Twenty years ago, Big Stone Gap, Virginia seemed to be fading away.
Coal mining was dying, and it was taking the town with it. Boarded up stores lined a large part of downtown, and the streets were largely deserted as residents went somewhere else to work and play.
But then the town made a decision. Tourism was easier to mine than coal, and Big Stone had potential.
“We’re still in the process, but right now it’s been very successful making transition from coal to tourism,” said Joey O’Quinn, a visitors center volunteer.
Retired from the state Department of Mines, Mineral and Industry, O’Quinn said tourism is looking more and more like a good replacement. A week before, he said, there were people from 10 different states who stopped at the visitors center, many stopping in because Ashley Judd starred in a movie called Big Stone Gap and the visitors center is in an old gas station used as a location for that movie.
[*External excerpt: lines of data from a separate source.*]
Issue #3673, opened 2020-03-16
C# Extension is entirely unresponsive


MartinHaeusler:
## Issue Description ##
The C# extension suddenly stopped working for me. Syntax highlighting is okay, but everything else loads indefinitely:
 - Code Completion
 - Formatting
 - Outline
 - ...

All the while, it is consuming 100% CPU resources on one of my cores. I even tried a full fresh install of everything, that didn't help.

## Logs ##
[exthost-c2991c.cpuprofile.txt](https://github.com/OmniSharp/omnisharp-vscode/files/4339926/exthost-c2991c.cpuprofile.txt)

[ms-dotnettools.csharp-unresponsive.cpuprofile.txt](https://github.com/OmniSharp/omnisharp-vscode/files/4339933/ms-dotnettools.csharp-unresponsive.cpuprofile.txt)

### OmniSharp log ###

<details><summary>OmniSharp Log</summary>

Starting OmniSharp server at 16.3.2020, 20:07:45
    Target: d:\git\HoBC\Unity\HoBC\HoBC.sln

OmniSharp server started.
    Path: C:\Users\Martin\.vscode\extensions\ms-dotnettools.csharp-1.21.14\.omnisharp\1.34.14\OmniSharp.exe
    PID: 4360

[info]: OmniSharp.Stdio.Host
        Starting OmniSharp on Windows 6.2.9200.0 (x64)
[info]: OmniSharp.Services.DotNetCliService
        DotNetPath set to dotnet
[info]: OmniSharp.MSBuild.Discovery.MSBuildLocator
        Located 2 MSBuild instance(s)
            1: Visual Studio Build Tools 2019 16.5.29911.84 - "C:\Program Files (x86)\Microsoft Visual Studio\2019\BuildTools\MSBuild\Current\Bin"
            2: StandAlone 16.4 - "c:\Users\Martin\.vscode\extensions\ms-dotnettools.csharp-1.21.14\.omnisharp\1.34.14\.msbuild\Current\Bin"
[info]: OmniSharp.MSBuild.Discovery.MSBuildLocator
        Registered MSBuild instance: Visual Studio Build Tools 2019 16.5.29911.84 - "C:\Program Files (x86)\Microsoft Visual Studio\2019\BuildTools\MSBuild\Current\Bin"
[info]: OmniSharp.Cake.CakeProjectSystem
        Detecting Cake files in 'd:\git\HoBC\Unity\HoBC'.
[...]

PR #3681, opened 2020-03-18
Use workspace.findFiles instead of glob

JoeRobich:
`isBlazorWebAssemblyProject` used `glob` to search for launchSettings.json files. It was being invoked 3 different times for each project within the workspace by `requestWorkspaceInformation`. 

Based on this advice:
```
	 * The workspace offers support for [listening](#workspace.createFileSystemWatcher) to fs
	 * events and for [finding](#workspace.findFiles) files. Both perform well and run _outside_
	 * the editor-process so that they should be always used instead of nodejs-equivalents.
```

Updated `isBlazorWebAssemblyProject` to use `vscode.workspace.findFiles` and also use the excluded paths defined in `files.exclude`

Potential fix for #3673

### DIFF
--- a/src/omnisharp/options.ts
+++ b/src/omnisharp/options.ts
@@ -119,26 +119,30 @@ export class Options {
         );
     }
 
-    public static getExcludedPaths(vscode: vscode): string[] {
-        let excludePaths: string[] = [];
-
+    public static getExcludedPaths(vscode: vscode, includeSearchExcludes: boolean = false): string[] {
         let workspaceConfig = vscode.workspace.getConfiguration();
         if (!workspaceConfig) {
-            return excludePaths;
+            return [];
         }
 
-        let excludeFilesOption = workspaceConfig.get<{ [i: string]: boolean }>('files.exclude');
-        if (!excludeFilesOption) {
-            return excludePaths;
-        }
+        let excludePaths = getExcludes(workspaceConfig, 'files.exclude');
 
-        for (let field in excludeFilesOption) {
-            if (excludeFilesOption[field]) {
-                excludePaths.push(field);
-            }
+        if (includeSearchExcludes) {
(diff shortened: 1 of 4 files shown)


src/omnisharp/options.ts
```diff
@@ -134,6 +119,28 @@ export class Options {
...
 
+    public static getExcludedPaths(vscode: vscode): string[] {
+        let excludePaths: string[] = [];
+
+        let workspaceConfig = vscode.workspace.getConfiguration();
+        if (!workspaceConfig) {
+            return excludePaths;
+        }
+
+        let excludeFilesOption = workspaceConfig.get<{ [i: string]: boolean }>('files.exclude');
```
NTaylorMullen: Out of curiosity does VSCode pre-fill node_modules in this list?

JoeRobich: unfortunately it wasn't set for the `dotnet new razor` project I created to test with.

NTaylorMullen: It might make sense for us to auto-include `node_modules` and whatever Unity's package folder is if it doesn't already exist.

JoeRobich: Maybe this should also include `search.exclude`.. hmm..

JoeRobich: Good news is that Unity seems to create a .vscode/settings.json which has an extensive `files.exclude` defined

JoeRobich: Updated to include `search.exclude` paths which by [default include `node_modules`](https://github.com/microsoft/vscode/blob/f68b1bd2a3045f4ca2153e0957a1fda168d5e467/src/vs/workbench/contrib/search/browser/search.contribution.ts#L687). Unity's settings.json includes the Library/PackageCache in its `files.exclude` so I think we are covered from these scenarios.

But it’s more than just that, O’Quinn said, pointing out the new restaurants he called “the lifeblood of a small town” and the increase in traffic.
“I think Big Stone Gap is a good example of what these coal mining towns can do,” he said. “The other day I was driving though the first red light, and I counted 85 cars at the intersection”
Less than an hour away across the state line, the atmosphere in Big Stone is much the same as in Whitesburg, now. Restaurants and music venues are locating downtown, property owners are sprucing up their buildings and streets are blocked off some evenings and weekends while outdoor events and festivals are being held.
And like Whitesburg, there is a renewed interest and renewed vitality in the town.
In 2012, the University of North Carolina Rural Economic Development Center included the town in a report on small towns that had lost their major industry. It grouped the town with others that were retirement and recreation destinations whose approach to economic development has worked. Community development, the report says, is economic development.
“This town’s choice to embrace ecotourism and to support local entrepreneurs is transforming the local economy and providing residents with a sense of accomplishment and independence from the control of industry outsiders,” the report said.
The report started by identifying 150 towns of fewer than 10,000 people spread out from Oregon to south Georgia, and then pared that down to 35 towns that had been recognized either by word of mouth or in print as innovative communities with development controlled locally.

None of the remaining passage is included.